Exercise objective:
Reprint the entire listing exactly.

START Data supplied

Issue #2930, opened 2016-12-05
complete migration of Dart to separate repo & reorg JS docs


chalin:
**Dart items**:
- [x] firebase redirects: all `/dart` --> Dart site, #2924
- [ ] **cache sync** for Dart docs before breaking single-source links
  - [x] architecture - #2990, https://github.com/dart-lang/site-webdev/pull/244
  - [x] pipes - #2937
  - [x] toh - #2936
  - [x] lifecycle-hooks - #2952
  - [ ] other pages, see #2077
- [x] finalize move of Dart Jade sources to site-webdev - #2956
- [x] move `ts/_cache` to site-webdev - #2974
- [x] move Dart `_examples` to site-webdev - #2976
- [ ] build scripts: clean out (remove Dart elements)
  - [x] minimal cleanup so that check-deploy doesn't require or deploy Dart docs - #2931
  - [ ] travis
  - [ ] gulpfile
    - [x] api + cheatsheet build elements - #2970
    - [ ] doc build elements
    - [ ] example build elements
  - [x] tools
    - `tools/dart-api-builder` - #2970
    - `tools/api-builder/dart-package` - #2970
- [ ] TS Jade sources (under `/docs`): clean out single-source elements
  - [ ] `_util-fns.jade`: mixins, functions, var defs.
  - [ ] TS Jade: clean out single-source elements:
    - [ ] Jade extends/blocks; mixins
    - [ ] inline text (via variables like `!{_array}`)
    - [ ] A1 directives like `ngio-ex`

    from:
      - [ ] quickstart
      - [ ] glossary
      - [ ] guide pages
      - [ ] tutorial pages
- [ ] A1 directive code & NgioUtils (under `/resources/js`): clean out Dart elements
- [x] migrate Dart issues to Dart repo

**JS items**
- [ ] firebase redirect to Why TS.
- [ ] Clean out JS elements from TS sources (there shouldn't be many of these but I do recall at least one situation where the Jade includes were in the opposite direction from what I expected: i.e., TS Jade file was including a JS Jade file).
- [ ] **remove language drop down**
  - [ ] perform any necessary styling / page layout adjustments
- [ ] clean out JS issues

tilwinjoy:
Does the "drop JS" in title mean that there won't be a JavaScript documentation at all..?

chalin:
@tilwinjoy - the title is indeed misleading, so I've adjusted it. What will be dropped will be the language submenu, not JS. Development of apps using JS will still be documented.

PR #2931, opened 2016-12-05
chore(gulp/travis): don't build Dart docs

chalin:
Contributes to #2930

cc @naomiblack @juleskremer


chalin:
In this PR:
- All gulp tasks will now build for `ts|js` by default (it used to be `ts|js|dart`).
- I've pulled out the build safeguards that previously would force a build of Dart API docs on a `check-deploy`.
- Deleted the build scripts used to install Dart repo and tooling.
- Travis: removed reference to the deleted build scripts (only affected `deploy-install.sh`).
- Added an `ignore` rule to `firebase.json` so that `docs/dart/**` is ignored (even if present).

Note that Dart doc pages will still be generated by Harp (but those take a trivial amount of time to generate).

Travis is green.

cc @filipesilva @wardbell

END Data supplied

Your solution:
Issue #2930, opened 2016-12-05
complete migration of Dart to separate repo & reorg JS docs


chalin:
**Dart items**:
- [x] firebase redirects: all `/dart` --> Dart site, #2924
- [ ] **cache sync** for Dart docs before breaking single-source links
  - [x] architecture - #2990, https://github.com/dart-lang/site-webdev/pull/244
  - [x] pipes - #2937
  - [x] toh - #2936
  - [x] lifecycle-hooks - #2952
  - [ ] other pages, see #2077
- [x] finalize move of Dart Jade sources to site-webdev - #2956
- [x] move `ts/_cache` to site-webdev - #2974
- [x] move Dart `_examples` to site-webdev - #2976
- [ ] build scripts: clean out (remove Dart elements)
  - [x] minimal cleanup so that check-deploy doesn't require or deploy Dart docs - #2931
  - [ ] travis
  - [ ] gulpfile
    - [x] api + cheatsheet build elements - #2970
    - [ ] doc build elements
    - [ ] example build elements
  - [x] tools
    - `tools/dart-api-builder` - #2970
    - `tools/api-builder/dart-package` - #2970
- [ ] TS Jade sources (under `/docs`): clean out single-source elements
  - [ ] `_util-fns.jade`: mixins, functions, var defs.
  - [ ] TS Jade: clean out single-source elements:
    - [ ] Jade extends/blocks; mixins
    - [ ] inline text (via variables like `!{_array}`)
    - [ ] A1 directives like `ngio-ex`

    from:
      - [ ] quickstart
      - [ ] glossary
      - [ ] guide pages
      - [ ] tutorial pages
- [ ] A1 directive code & NgioUtils (under `/resources/js`): clean out Dart elements
- [x] migrate Dart issues to Dart repo

**JS items**
- [ ] firebase redirect to Why TS.
- [ ] Clean out JS elements from TS sources (there shouldn't be many of these but I do recall at least one situation where the Jade includes were in the opposite direction from what I expected: i.e., TS Jade file was including a JS Jade file).
- [ ] **remove language drop down**
  - [ ] perform any necessary styling / page layout adjustments
- [ ] clean out JS issues

tilwinjoy:
Does the "drop JS" in title mean that there won't be a JavaScript documentation at all..?

chalin:
@tilwinjoy - the title is indeed misleading, so I've adjusted it. What will be dropped will be the language submenu, not JS. Development of apps using JS will still be documented.

PR #2931, opened 2016-12-05
chore(gulp/travis): don't build Dart docs

chalin:
Contributes to #2930

cc @naomiblack @juleskremer


chalin:
In this PR:
- All gulp tasks will now build for `ts|js` by default (it used to be `ts|js|dart`).
- I've pulled out the build safeguards that previously would force a build of Dart API docs on a `check-deploy`.
- Deleted the build scripts used to install Dart repo and tooling.
- Travis: removed reference to the deleted build scripts (only affected `deploy-install.sh`).
- Added an `ignore` rule to `firebase.json` so that `docs/dart/**` is ignored (even if present).

Note that Dart doc pages will still be generated by Harp (but those take a trivial amount of time to generate).

Travis is green.

cc @filipesilva @wardbell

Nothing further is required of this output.